What we need to learn from architecture when designing virtual spaces
When VR meets architecture
A few weeks ago I relaunched the podcast I run with an interview focusing on multisensory technologies. This week, I have Norwegian architect Kim Baumann Larsen discussing VR and architecture:
Kim has worked with VR and interactive technologies since the 1990s and draws from environmental psychology into his work. He gave a talk on the topic earlier in the year at the RealTime conference - check out Kim’s talk here:
Design as the rendering of intent
As with any design activity, if we define it as a process where the designers render their intent into the outcome, creating a virtual space is an output that goes through many considerations and choices.

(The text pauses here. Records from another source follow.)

PR #2204, opened 2021-01-12
Update EventPublisher javadoc

alb-i986:
Update EventPublisher javadoc to reflect changes in Scenario API.


mpkorstanje:
Cheers!

Issue #2241, opened 2021-02-25
cucumber-cdi2 does not work with weld


dcendents:
**Describe the bug**
cucumber-cdi2 does not work with weld.

**To Reproduce**
1. Edit the file cucumber-jvm/cdi2/pom.xml
2. Remove the 2 dependencies for OpenWebBeans
3. Add a dependency to Weld 3.1.6.Final
4. Build the project
5. Get the error

```
WELD-001335: Ambiguous dependencies for type CdiBellyStepDefinitions with qualifiers 
 Possible dependencies: 
  - Managed Bean [class io.cucumber.cdi2.CdiBellyStepDefinitions] with qualifiers [@Any @Default],
  - Managed Bean [class io.cucumber.cdi2.CdiBellyStepDefinitions] with qualifiers [@Any @Default]
```

**Expected behavior**
cucumber-cdi2 unit tests to pass when using weld.

**Context & Motivation**

I chose to use weld and couldn't make it work until I decided to debug the provided unit tests to understand what I was doing wrong, it seems the problem is global to cucumber-cdi2.

**Your Environment**
 - Versions used: 6.10.0 (but also main git branch)

**Additional context**
It looks like cucumber-cdi2 is adding an explicit bean for every glue class, but then the default behavior for weld is to scan for (all or annotated classes) and will complain about ambiguous dependencies when both are the same class.

I tried to exclude the class from the scan but then I get a ClassCastException on the second scenario (will open another issue for that problem).

dcendents:
Looking at the code I believe this problem is because glue classes are explicitely added:

```java
    @Override
    public boolean addClass(final Class<?> clazz) {
        getInitializer().addBeanClasses(clazz);
        return true;
    }
```

While in the deltaspike implementation it is not:

```java
    @Override
    public boolean addClass(final Class<?> clazz) {
        return true;
    }
```

I think if we want to use CDI, it is up to the user to configure the project to make sure step classes will be injected by the CDI provider, however we decide to do it (annotations, include all classes, etc).

rmannibucau:
[...]

PR #2248, opened 2021-02-27
[Cdi2,Jakarta Cdi] Add step definitions as beans when not discovered

mpkorstanje:
Depending on the CDI implementation used adding bean classes through
`getInitializer().addBeanClasses(clazz);` while also using a `beans.xml` file
to mark all classes in the module as beans results in duplicate bean
definitions. By defining step definitions only as beans when not already defined
we avoid this problem.

Fixes: #2241


mpkorstanje:
@dcendents could you do suggestion to update the `cdi2/README.md`? I'm not a frequent user of CDI so I'm not sure what the best way to explain the need for a `beans.xml` would be.

cdi2/src/main/java/io/cucumber/cdi2/Cdi2Factory.java
```diff
@@ -16,48 +16,41 @@
...
-    private SeContainerInitializer getInitializer() {
-        if (initializer == null) {
-            initializer = SeContainerInitializer.newInstance();
-        }
-        return initializer;
-    }
-
     @Override
     public boolean addClass(final Class<?> clazz) {
-        getInitializer().addBeanClasses(clazz);
```
rmannibucau, line 50: dropping this line can break some step definition (anyone used as injection in other steps or using cdi some extensions for their injections) so not sure it is desired

mpkorstanje: I've added a test for this. I could only break it when I don't include `beans.xml`. Do you know other ways to break it?

https://github.com/cucumber/cucumber-jvm/pull/2248/files#diff-5fd981ab52864d56c2d8468af367ef1eb48cd22c368525a10bb403db7d10d741R104

dcendents: The steps inject  the local test bean Belly so a beans.xml will always be required.
To properly test it we would need a project that injects beans from the main code or from libraries only.

rmannibucau: A way to ensure it is as expected is to write a CDI extension which veto all undesired managed types and add the desired ones (bm.addAnnotatedType(bm.createAnnotatedType(MyType.class))), this way whatever the scanning is, the test is "as expected".

dcendents: Here is a quick test project without a test beans.xml: https://github.com/dcendents/cucumber-cdi2-test
It works fine, getInstance creates UnmanagedInstances, beans are injected.

cdi2/README.md
```diff
@@ -27,7 +27,7 @@ And for Weld it is:
 <dependency>
   <groupId>org.jboss.weld.se</groupId>
   <artifactId>weld-se-core</artifactId>
-  <version>3.1.1.Final</version>
+  <version>4.0.0.Final</version>
```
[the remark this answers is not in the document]
mpkorstanje: Ah good point. We'll have to repeat this for the `jakarta-cdi` implementation as well.

cdi2/src/main/java/io/cucumber/cdi2/Cdi2Factory.java
dcendents: I just thought of something, what about calling `clazz.getClassLoader().getResourceAsStream("META-INF/beans.xml");` and add the class only if the file is not there?

I think this way we have the best of both worlds. (And the classes need to be cached and added to every cdi container).

rmannibucau: Right but bypassing add class and usong a "try to find cdi bean else fallback on unmanaged instance trick" can work better so not that crazy to think that way ;)

dcendents: I have pushed a version that does that, feel free to improve it but the logic works.
It checks every class to see if they are managed, for that I need to start a CDI container.

1. Every class need to be checked, step classes could come from multiple jars on the classpath.
2. Initialization takes a bit longer though

It would be more efficient to keep the container running while we check all classes, I see a few options:

1. Keep the first container running and use it for the first scenario, we need to add unmanaged classes directly on it as we get them. Is it safe to do that (adding classes after initialize method has been called)?
2. Keep the container running while we receive classes and stop it before the first scenario. Is there a lifecycle hook we can use to do that?
3. Use a different variable (e.g.: `checkClassesContainer`), but we need to stop it at some point, either when stop is called or on the first getInstance.

dcendents: And we need a unit test to veto some beans as @rmannibucau mentionned

mpkorstanje: > I have pushed a version that does that, feel free to improve it but the logic works.

That's pretty clever but stopping/starting the application a couple of hundred 100times may kill performance somewhat. 

I'd rather make `beans.xml` a requirement.

rmannibucau: Will make it harder to reuse the same test suite accross env/apps (typically for contract validation).
I think we can make it start once for all too if that it a concern.

dcendents: Personally I lean toward @mpkorstanje, I'd say we have to make `beans.xml` a requirement, after all if you want to use CDI this is not a foreign concept. There are other alternatives that can be used like `PicoContainer` as recommended:

>PicoContainer (The recommended one if your application doesn’t use another DI module)

I also like to be the devil's advocate: 

Let's say I use CDI in my project, therefore I **need** to use CDI for my tests as well. I also want to include a third-party test-jar with shared Step classes in it, but it is not discoverable (no `beans.xml` in the jar). Step classes will still be loaded (as `UnmanagedInstances`). 

Now the only advantage of calling addClasses on the CDI initializer is to be able to inject step classes as beans. But if we _need_ to do that, we can always create our own `Producer`.

I though I'd find a way to do both but in my opinion it adds a lot of complexity for no rewards. I would vote to revert my modifications and improve the project documentation so people are aware they need to include a `beans.xml` file.

rmannibucau: @dcendents where I kind of disagree is on the "write your own producer". Technically it is true but a lot of work in practise when you reuse "stack" steps.
That said the perf issue is likely trivial to solve so I think it makes sense to fix this one rather than working around cucumber contract.

dcendents: > Technically it is true but a lot of work in practise when you reuse "stack" steps.

```java
	@javax.enterprise.inject.Produces
	public BeanInterface produceBellyStepDefinitions() {
		return new BeanImpl();
	}
```

It is one annotation above a factory method, return type is the type of bean to create, this is the standard way to inject third-party POJO.

rmannibucau: @dcendents it is one annotation so to make steps working you must

1. write as much producer as steps (N)
2. do the injections yourself through the producer parameter + setters/reflection/.... (M) most of the time since beans are not supposed to be reinjected anytime later

so complexity of this "trivial" solution is N.M which is why I don't see it as a solution but a workaround.

dcendents: > @dcendents it is one annotation so to make steps working you must
> 
> 1. write as much producer as steps (N)
> 2. do the injections yourself through the producer parameter + setters/reflection/.... (M) most of the time since beans are not supposed to be reinjected anytime later
> 
> so complexity of this "trivial" solution is N.M which is why I don't see it as a solution but a workaround.

Not completely accurate.

Once you do the producer the bean is handled by the CDI container as any other managed bean, including its internal injections. But really if theses steps use CDI injection they should have a `beans.xml` file. If they use a different DI then it will not be compatible with CDI anyway.

But yes you need N producer methods to **inject** N third-party unmanaged steps.

But I still can't understand the use case, **why would I want to inject steps at all?**
Cucumber will load the step and execute it, why would I inject a step and manually call it?

dcendents: @rmannibucau @mpkorstanje Actually I just found the solution and pushed a commit.

When the first container is created and only if it reports ambiguous beans, I test every single addedClasses and remove them if they are ambiguous.

The only performance drawback is that the container might be started twice on the first scenario, and **only** if there are ambiguous beans.

Let me know if you are both happy with that solution, it still needs a unit test though.

dcendents: I'm not allowed to update the workflow but I believe this command would be better to test weld (from the root folder):

`mvn verify -pl cdi2,jakarta-cdi -Pcdi2-weld,jakarta-cdi-weld`

dcendents: Sorry to play ping pong with the code, I spoke too fast yesterday and clearly didn't test properly with weld. I thought I had it but it's not working. When steps are injected, Weld tries to resolve them when the container is initialized and throws an exception for duplicates.

But the first idea is often the best, so I figured out how to properly find all beans.xml files from the classpath. 
- I get the lib path (jar or directory) of all the beans.xml files. 
- In `addClasses` I get the class lib path (jar or directory)
- If the lib is not managed, then it is added to the container synthetic beans (`addBeanClasses`)

I tested different scenarios locally, with injected steps coming from a dependent lib. Both from a folder classpath and from a jar file. This is easy enough to do in eclipse but I have no idea how we can test it completely with unit tests. I think we need some more complex integration tests to test all the permutations.

rmannibucau: Hmm, this is what the container does (+other rules) when scanning is enabled. Issue redoing it is you must ensure to *read* the beans.xml (scan=none or exclude cases), scan jars without beans.xml (annotated mode), respect container scanning rules (owb Filter for ex). This is a lot of work IMHO whereas adding steps is easier. Duplicates issue can be something else since this just impacts the scanning and should be unified.

dcendents: @rmannibucau can we agree that we should not add synthetic beans if the lib (dependency or current code) has a `beans.xml` file, therefore it has been configured already by someone that know better?

This is what the code does:
1. `beans.xml` found: Do not interfere by adding synthetic beans, they will be discovered (or ignored as configured explicitely by the user in `beans.xml`).
2. no `beans.xml` present: Add steps as synthetic beans so the module can inject them.

Otherwise I give up, IMHO this module helps integrate CDI, this is not a full CDI implementation. 

This issue was created because the code was blindly adding synthetic beans without caring about the user configuration. This implementation is already much better and respects the user configuration and only adds synthetic beans when the user did not explicitely configure the CDI container by adding a `beans.xml` file.

mpkorstanje: I'm not happy with the complexity. I would much rather have users add a `bean.xml` file and be done with it. 

I'm afraid I won't have much time this week to help out.

dcendents: I agree with you @mpkorstanje but it seemed important to @rmannibucau and was trying to please you both.

Can cucumber-cdi2 load POJO steps classes without a `beans.xml` file and adding synthetic beans? YES

But in my opinion as soon as someone writes `@Inject` in their code it's normal that they also include a `beans.xml`, this is part of the CDI spec after all.

I'll revert my changes then. It wasn't all for nothing, I found a way to execute tests without the `beans.xml` file so I'll keep that at least it is convenient to test loading POJO step classes.

rmannibucau: > But in my opinion as soon as someone writes @Inject in their code it's normal that they also include a beans.xml, this is part of the CDI spec after all.

No, it is part of @inject spec which is used by CDI but also most of other IoC and this is how some compatibilty test suites are written.

To summarize:

1. Step classes can be added or not -> yes
2. Step classes can be injected without being added -> yes
3. The "@inject" case can be managed with an "integration CDI extension" -> I agree

So here is what can maybe be a compromise:

1. The addClass is controlled/replaced by a package filtering (default to nothing)/initializer.addPackage(true). It means steps will not be managed by default but can become managed - this is the role of the code handling the container so cucumber there.
2. the lookup does not rely 100% on unmanaged but on "find cdi bean, if not use unmanaged"

This implementation drops a lot the complexity and will make all cases working I guess.

Another alternative is to add a SeContainerInitializerConfigurator { void configure(SeContainerInitializer, Collection<Class<?>> steps); } as a SPI, would move the responsability to the test suite coder but solve it too.

dcendents: > No, it is part of @Inject spec which is used by CDI but also most of other IoC and this is how some compatibilty test suites are written.

But it is required by the CDI spec: http://www.cdi-spec.org/faq/
Look at: What is beans.xml and why do I need it?

Also: https://docs.jboss.org/cdi/spec/2.0/cdi-spec.html

What you call `@Inject` spec does not exist, it might be called that by some but CDI is a Java spec.
`@Inject` is just a java annotation that CDI recognises, and other frameworks can use the same annotation but that doesn't make them a CDI implementation.

https://weld.cdi-spec.org/
"Weld is the reference implementation of CDI: Contexts and Dependency Injection for the Java EE Platform - a JCP standard for dependency injection and contextual lifecycle management and one of the most important and popular parts of the Java EE"

https://openwebbeans.apache.org/
"Apache OpenWebBeans delivers an implementation of the Contexts and Dependency injection for Java EE (CDI) 2.0 Specification (JSR-365)."

As a user, if I want to use CDI, at a minimum I need:
- `beans.xml` file in every lib part of the CDI
- write `@Inject` on beans I want injected

If I deploy code in a web or application container that might be it. Nothing else is required.
e.g.: Deploy JAX-WS service on Wildfly and inject beans in it.

If I run in a plain JavaSE environment then I also need to:
- include a CDI implementation on my classpath
- Initialize the container and get beans from it

So as a user, there is no way around having a `beans.xml` file if I want to use CDI.

At this point I hope we can agree CDI is a spec and `beans.xml` is required.


Now let's talk about the tests:

I've used cdi-unit in the past and it is true I did not need a `beans.xml` file in my test resources. Why? Because with plain junit tests I only need to inject production code into my class. I also could easily declare mocks as alternative beans and get them injected into the code to test. All in all, everything about my tests was contained in a single class as is usual with junit tests.

With cucumber it makes sense to split step classes around features and break the 1 test class for 1 production class paradigm. Then we have to inject a shared state object between those steps.

Imagine the following very simple test structure:

- io.cucumber.StepClass1
- io.cucumber.StepClass2
- io.cucumber.PojoSharedState (injected into the 2 teps classes)

With the current cucumber-cdi2 version 6.10.0, is it possible currently to run those tests without having a `beans.xml` file: NO it is not possible.

`StepClass1` and `StepClass2` are added as synthetic beans, but not `PojoSharedState`, cucumber does not know anything about that class, it does not have cucumber annotations in it.

So great if cucumber-cdi2 says, "You can start using CDI in your tests and we'll do some automatic wiring for you and it will work even if you don't follow the spec. As long as you don't inject test POJO though."

But where I don't agree (and is why I opened #2241), is that if you want to use Weld (the reference CDI implementation) it will not work because our automatic wiring broke it. You will have to start editing that `beans.xml` file, figure out what cucumber-cdi2 does under the hood and explicitely ignore these classes from the discovery process. And everytime you add a step class don't forget to go and ignore it in `beans.xml`.

Now to recap different `@Inject`ion scenarios:

- Should a `beans.xml` file be required in `src/test/resources`?
    - Step classes that `@Inject` classes from other libs (and transitive injection):
        - currently (6.10.0): NO (but it is required in `src/main/resources` and every jar part of the injection)
        - proposed (7.0.0): NO (but it is required in `src/main/resources` and every jar part of the injection)
    - Step classes that `@Inject` local pojo test classes (and transitive injection):
        - currently (6.10.0): YES
        - proposed (7.0.0): YES
    - Step classes that `@Inject` other step classes (and transitive injection):
        - currently (6.10.0): NO
        - proposed (7.0.0): **? This is what all this is all about**

I've asked the question a few times before: **Why would I ever need to inject a cucumber step class into another cucumber step class?** In my opinion this is a very bad design and should be refactored, test state should not be saved in step classes.

Now you both @mpkorstanje and @rmannibucau disagree, I'm very new to cucumber so I don't know how this should be resolved.

My vote is to keep the code lean and stop messing with synthetic beans.
It is already great that step classes are loaded as `UnmanagedInstance`s and allow injection of classes outside of the local test scope.

Is it reasonable to spend so much time and effort to allow injection of step classes into other step classes (bad design), decide to use CDI (and not PicoContainer or other alternatives) but don't want to add the required `beans.xml` as per the CDI spec?

P.S.: Should the discussion moved to Slack?

rmannibucau: @Inject is NOT CDI but CDI uses @Inject, don't reverse or merge it. This is also why some steps are written portably and tested against CDI, Spring, Guice and a few other IoC. You have CDI so you have @inject but you can miss all other parts of CDI like its activation (beans.xml).

> What you call @Inject spec does not exist, it might be called that by some but CDI is a Java spec.

It does, it is the JSR330: https://javax-inject.github.io/javax-inject/.

> As a user, if I want to use CDI, at a minimum I need:
> 
> beans.xml file in every lib part of the CDI
> write @Inject on beans I want injected

and

> So as a user, there is no way around having a beans.xml file if I want to use CDI.

No again, CDI 2 enables to no more write/create beans.xml and you don't have to use @inject as this cucumber integration shows - steps are looked up without @inject generally.

AFAIK with the addClass the case I described works as of today and is broken by removing addClass.

> Why would I ever need to inject a cucumber step class into another cucumber step class?

This is a fair question and it can happen to reuse some steps (aliases/rephrasing for a better human writing experience) but you also have the case where you have a transversal bean checking data or resetting in steps with a scope (or not) which is purely technical but requires the step to be made a bean.

> My vote is to keep the code lean and stop messing with synthetic beans.

Agree, this is why I proposed to enable archives with "just" replacing the addClass by a addPackage(true, xxx) so adding a config to the integration instead of trying to be clever.

> It is already great that step classes are loaded as UnmanagedInstances and allow injection of classes outside of the local test scope.

This is true but on the other side, if you do what you describe, ie make them actual bean, it is not what you want, you want to lookup the bean properly, this is why I proposed to use a try to lookup and if not possible use unmanaged instance.

> Is it reasonable to spend so much time and effort to allow injection of step classes into other step classes (bad design),  decide to use CDI (and not PicoContainer or other alternatives) but don't want to add the required beans.xml as per the CDI spec?

Well it is not only about steps into steps - even if this case makes sense from time to time I could live without it - but also being able to use step as beans which is what the addClass enables (but not yet the lookup which I lacked in a few projects already).
And once again CDI does NOT need a beans.xml as per spec but has some funny scanning rules. That said the point is to be able to use steps "as this", don't assume you own all the code you run, it only happens when you are lucky but it seems I'm not as lucky as you on this point ;).

dcendents: then my bad to think that cucumber-cdi2 was a CDI 2.0 injection framework for cucumber.
I suggest the module be renamed to cucumber-javax-inject. ;-)

Seriously I'm not an expert on the matter, but javax.inject is JSR-330, CDI 2.0 is JSR-365 which includes (and respects) JSR-330: https://javaee.github.io/tutorial/cdi-basic002.html

Now unless I'm mistaken `javax.enterprise.inject.se.SeContainerInitializer.SeContainerInitializer.newInstance()` is part of the CDI and not the javax.inject spec.

`javax.enterprise.inject.se.SeContainerInitializer` is from cdi-api-2.0.SP1.jar
`@javax.inject.Inject` comes from javax.inject-1.jar

So by using `SeContainerInitializer` this is a CDI 2.0 module and therefore must respect the spec, at least not break it (again issue #2241)

I think part of the problem is that openwebbeans seems very lax about the CDI spec compared to Weld. Weld is the reference implementation and is used in most application containers so it makes sense that we test properly against it. If enabling a feature breaks Weld then in my opinion this is not acceptable.

Weld 1.0 was following javax.inject spec (I never used Weld 1 so wasn't even aware of that spec)
Weld 2.0 is CDI 1.1
Weld 3.0 is CDI 2.0
Weld 4.0 is CDI 3.0

cucumber-cdi2 project builds with Weld 3.X, jakarta-cdi (CDI 3.0) builds with Weld 4.X

rmannibucau: > then my bad to think that cucumber-cdi2 was a CDI 2.0 injection framework for cucumber.
> I suggest the module be renamed to cucumber-javax-inject. ;-)

I can't understand what you mean there. cucumber-cdi2 is about running in a CDI container with the CDI 2 SE API configuration support. This means it must also support @inject spec since CDI includes it (and once again not the opposite).

> So by using SeContainerInitializer this is a CDI 2.0 module and therefore must respect the spec, at least not break it (again issue #2241)

I see where you come from but to be a CDI container you must pass CDI validations (TCK) but also @inject validation. This means you can reuse @inject modules in CDI features without having to have these steps CDI steps. Hope it is clearer written this way.

> I think part of the problem is that openwebbeans seems very lax about the CDI spec compared to Weld. 

Hmm, it is not, both pass the same test kit but weld tend to be broken in several environments and more restrictive (but it is not in the spec). I agree we must run with weld - and we were at some point, didn't check recently. We can refine the error you get if you want but in current form it should be portable.

dcendents: @rmannibucau well I suppose we disagree on what cucumber-cdi2 should do because I have no idea what is the contract between these extensions and cucumber-core. I'm very new to the project.

But I think I nailed the solution this time. Not only does my latest commit fix #2241, it doesn't break any functionality of 6.1.0, it also makes it possible to inject most POJO objects without a `beans.xml` file.

I register a CDI Extension and test if all the step classes can be resolved, if not I add them as a bean on the BeanManager. So this doesn't break Weld and it means `addClasses` does what it should. This is also a supported way to work with CDI  so no voodoo magic here.

Now the cherry on top: for each class added manually, I introspect the injection points and test them as well, so now we can `@Inject` POJO classes without a `beans.xml` file, as long as the injected types are valid.
i.e.: if it works with a `beans.xml` file, it should also work without. if it is broken with a `beans.xml` file, then it will be broken without it, I'm not doing any magic.

jakarta-cdi/src/main/java/io/cucumber/jakarta/cdi/CdiJakartaFactory.java
```diff
@@ -69,4 +76,51 @@ public boolean addClass(final Class<?> clazz) {
...
+    ) {
+        if (!unmanagedClasses.contains(clazz) && bm.getBeans(clazz).isEmpty()) {
+            unmanagedClasses.add(clazz);
+
+            final InjectionTarget injectionTarget = addBean(afterBeanDiscovery, bm, clazz);
+
+            Set<InjectionPoint> ips = injectionTarget.getInjectionPoints();
+            for (InjectionPoint ip : ips) {
+                Type type = ip.getType();
+                if (type instanceof Class) {
```
mpkorstanje, line 101: What happens if I try to inject an unmanaged parametrized type e.g. `KafkaProducer<String, Pojo>`?

mpkorstanje: I've added a warning if/when this happens and the parameterized bean isn't managed by having a beans.xml. Though that makes me think it should be possible to do so. Not necessary to fix right now though. Some one else can do that.

rmannibucau: This is supported by cdi so no additional warning is needed

mpkorstanje (commented):
I'm quite happy with the current solution. Looks like it doesn't even break anything so we can release this in v6. The only thing left would be a small update to the `README.md` of both projects to explain what we're doing.

jakarta-cdi/src/main/java/io/cucumber/jakarta/cdi/CdiJakartaFactory.java
mpkorstanje: Currently the implementation uses:

```
AnnotatedType clazzAnnotatedType = beanManager.createAnnotatedType(clazz);
```

This only accepts class types and does not support parametrized types. Could you propose a change that makes it work?

dcendents: Good catch with parameterized types, I did not think about it.
Actually a bean can satisfies multiple types and there's a whole set of rules about which bean can satisfies the injection point.

I've modified the code to support parameterized types and adjusted the tests, but I think we need more tests to make sure it works correctly, what I have in mind is having multiple injection points (in multiple beans) but with different parameterized types and also without any types at all.

With the current code I think we will inject a bean for each and I want to make sure we will not get a AmbiguousDependency exception.

I'll try to add those tests tonight or tomorrow.

rmannibucau: addBean() is the entry point, you set beanClass(rawType).types(paramType, Object.class).scope(Default.Literal.INSTANCE, Any.Literal.INSTANCE).scope(Dependent.class).id(whatyoulike).createWith(c -> ...).
Types is what is used, bean class is mainly for proxies when needed - generally not here.

dcendents: Also it is quite safe to add unmanaged beans for step classes but as soon as we resolve new types to satisfy injection points we are bound to get some unthought situation. 

I think it would be safer to log a message and let the user know we recommend adding a `beans.xml` file (or enable bean discovery, there might be a `beans.xml` already).

rmannibucau: the standard trick is to add a qualifier on the injection point (@CucumberInternal for ex) you handle and add it as well when registering the bean, avoids ambiguous situations. To be concrete any warning in a CDI env = a deployment error so logging it is pointless normally.

mpkorstanje: Good points. I'd like to prevent is a situation where we create a passing test but a failing application by creating beans for all unsatisfied dependencies.

We're currently recursively going through the step definitions and their dependencies. I'm thinking that perhaps instead of recursively adding all dependencies, we only add the step definitions and check if the dependencies can be injected. If not, then we can throw an informative error.

dcendents: I think we should log a warning as soon as we create a bean definition to let the user know it would be better to add a `beans.xml` (and if necessary create Producers) to take full control.

One scenario I was thinking was a user (let's call him John) including a shared test-jar with a simple Step class that `@Inject`s a POJO. Let's say they were using guice to do the injection so they did not include a `beans.xml` file in the test-jar. 

Now John cannot simply add a `beans.xml` because the step class comes from a test-jar dependency. He also needs to create a `@Producer`. So even though I'm sure there are some situations that we won't be able to configure correctly, I believe that for all the Johns in the world that are not so familiar with CDI it can still be useful to them if we try to create beans for all the unmanaged injection points.

For the more eccentric cases, they will get a warning from us and an error from the CDI container.

rmannibucau: I wouldnt do something i consider as a warning here. CDI gives you all data to know it will be an error or not so there is no warn case I think. But logging an info or even debug message that a custom bean was registered sounds ok to me.

mpkorstanje:
We may have some irreconcilable design goals:

1.  As testing framework it is important that we don't interfere with the application under test. This isn't entirely possible to avoid since we are using the same dependency injection container but we should be quite conservative in what we do.

     So while I'm quite comfortable registering step definitions as beans when not picked up by the framework already, it gets more complicated when dealing with any other classes. Now I don't quite know enough about CDI to make a working example but I can imagine a situation where the application dynamically creating or looking up beans might be confused by us manually creating additional beans that wouldn't exists if it weren't for us creating them.
     
     And while it might be reasonable to say that this would be very poor application design or bad use of CDI, a testing framework is still not expected to interfere.

2. It is important to inform the user about what the framework is doing. But given the importance this non-interference principle I don't think a log message is sufficient in the proposed implementation. Log messages get overlooked. Especially amidst all the other perfectly ordinary log messages that the container emits. It is only when something breaks that people will look at the log. However we are currently creating a situation where things _just work_ and people will not look at the log.

3. As a framework in general developer ergonomics are important and we would like dependency injection into step definitions to _just work_. This poses a problem when the dependencies of step definitions are not automatically picked up by the CDI implementation (for example due to a lack of beans.xml).

4. As contributors we don't want to break existing implementations on a minor version release. Though I think that if we don't only add the step definition dependencies as beans we can still release on a minor version.

    From what I can tell we currently we only add step definitions as beans regardless where they came from. So depending on the CDI implementation, without a beans.xml  their dependencies could still not be injected if they came from a test-jar or some other.

So I'm currently leaning towards dropping a little bit of the proposed developer ergonomics in favour of non-interference but I'm also doing to have to find some time to play around with CDI and understand a bit more what is going on. I'm afraid this will not be for a little while.

@dcendents given that this item will not be resolved for some time, would you benefit from a release with the currently unreleased patches or would you rather wait until we've also resolved this item?

rmannibucau:
Hmm

1. Agree and this means injection points observer can be skipped as mentionnned probably
2. Think either we make it work or fail, there is no other case in the impl so logging is always useless no?
3. This is not true as current impl does - even worse: we want step to be injectable even when not part of the app/cdi bean to enable step libraries and this is what does the impl
4. Agree so maybe dont add steps as bean for next one

dcendents:
@mpkorstanje Following up on your comment I took the liberty to split this PR in two.
I have openend #2256 with the current commits where we can discuss further if/how we should process injection points.

I have removed the processing of injections points from this branch. Which means in its current state this PR will resolve #2241 and there are no regression or added feature from 6.10.0.
(Step classes are added as synthetic beans only when CDI did not already resolve them).

I'd appreciate if this PR could be merged in the next release.

mpkorstanje:
The pro-activeness is appreciated. I've updated the docs with a minimal example explanation of these modules. 

Please give this PR a last good look. If there are no further comments I'll have this merged and released.

dcendents:
It looks good to me

Thanks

If we pay more attention to how architects have deliberated on the nature of space, and how humans inhabit it, we become more conscious of those choices. We also arrive at a better place to think beyond conventional truths and start embracing less of the constraints snd forms that we have been accustomed to physical spaces.
This does not mean abandoning cognitive and psychological principles around what makes a space us feel in a specific way and how we orientate ourselves to it.
Quite vice versa.
Shapes, colours, and peripheral vision
We can draw e.g from how different shapes and colours affect our sense of space, as discusses in his talk above and also writes about.
We discuss this in more detail in the podcast. For reading, I recommend a book by the Finnish architect Juhani Pallasmaa, The Eyes of the Skin: Architecture and the Senses, where he discusses the phenomenology of architecture and how thinking beyond sight is integral to a more nuanced premise for designing spaces we inhabit. Pallasmaa writes:
”The very essence of the lived experience is moulded by unconscious haptic imagery and unfocused peripheral vision. Focused vision confronts us with the world whereas peripheral vision envelops us in the flesh of the world.”
Just think what that might mean for designing VR spaces?
The answers are not obvious and certainly not trivial. I’d venture to say that we have been preoccupied with focused vision with VR. Architectural thinking gives us a more holistic framework for designing experiences of space.